WHAT TO PRODUCE: Within the listing below, how many lines contain "edge"? Only the number is wanted.

= Beginning of Section =

PR #489, opened 2023-06-12
APRProof specific proof state visualization

ehildenb:
Fixes: #413 

This PR introduces proof-specific viewers, and does a few refactors to make that possible:

- Helpers are added to `KCFG` for turning into modules, including:
  - `KCFG.Split.covers` which returns each individual split as a reverse cover.
  - `KCFG.NDBranch.edges`, which returns each non-deterministic step as an edge.
  - `KCFG.Edge.to_rule`, which converts an edge into a K rule (or claim).
- Small refactorings to `KCFGShow` structure:
  - `KCFGShow.dot` returns a `Digraph` directly (for further manipulation) instead of a list of `str`.
  - `KCFGShow.to_module` which returns a `KFlatModule` is factored out and used directly in `KCFGShow.show`.
  - Helper methods embedded in other methods in `KCFGShow` are factored out directly to staticmethods of `KCFGShow` so they can be reused easily.
  - We just treat `stuck` as a node attribute now, printed at the beginning of a node, instead of printing it a second time following a node too.
- The way that `KCFGShow` calculates node attributes is adjusted and factor out.
  - A new class `NodePrinter` is factored out, which by default just uses the attributes the `KCFG` knows about for printing out nodes.
  - That class is extended by `APRProofNodePrinter` and `APRBMCProofNodePrinter`, which add the additional information about the nodes `pending,terminal,bounded` state. If a node is `terminal` or `bounded`, then the `stuck` attribute is no longer printed for less confusion.
  - `KCFGShow` now takes an optional `*NodePrinter` as an argument (or builds on itself), so instantiating that class is how you can customize how nodes are displayed in text.
  - The tests are adapted to use the more specific `*NodePrinter` classes, and the output checked that the more specific node information is indeed being included.
- Adds helper predicates `APRProof.is_{pending,terminal}` and `APRProof.is_bounded`, which should behave better in case there are qualified node ids passed in.


ehildenb:
Running `bmc-loop-symbolic-1` test with log level set to `INFO` now prints out something looking like this for BMC depth-bounded nodes:

image

You can see that it includes the `bounded` label in that node ID, which makes it easier to spot that it's `stuck` because it's `depth-bounded`.

src/pyk/kcfg/kcfg.py
```diff
@@ -79,6 +80,22 @@ def to_dict(self) -> dict[str, Any]:
                 'depth': self.depth,
             }
 
+        def to_rule(self, defn: KDefinition, label: str, claim: bool = False, priority: int | None = None) -> KRuleLike:
```
nwatson22, line 83: Does this function need to take a KDefinition?
```suggestion
        def to_rule(self, label: str, claim: bool = False, priority: int | None = None) -> KRuleLike:
```

nwatson22 (approved):

src/tests/unit/test_kcfg.py
```diff
@@ -519,17 +516,16 @@ def _x_equals(i: int) -> KInner:
         '┃  ┃ (1 step)\n'
         '┃  ┣━━┓\n'
         '┃  ┃  │\n'
-        '┃  ┃  └─ \033[1m24 (frontier, leaf)\033[0m\n'
+        '┃  ┃  └─ 24 (frontier, leaf)\n'
```
tothtamas28, line 519: `id`-s are no longer **bold**, is this deliberate?

src/pyk/kcfg/kcfg.py
ehildenb: Ohhhhh, nice catch!

ehildenb: Fixed.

= End of Section =

ANSWER BOX: 2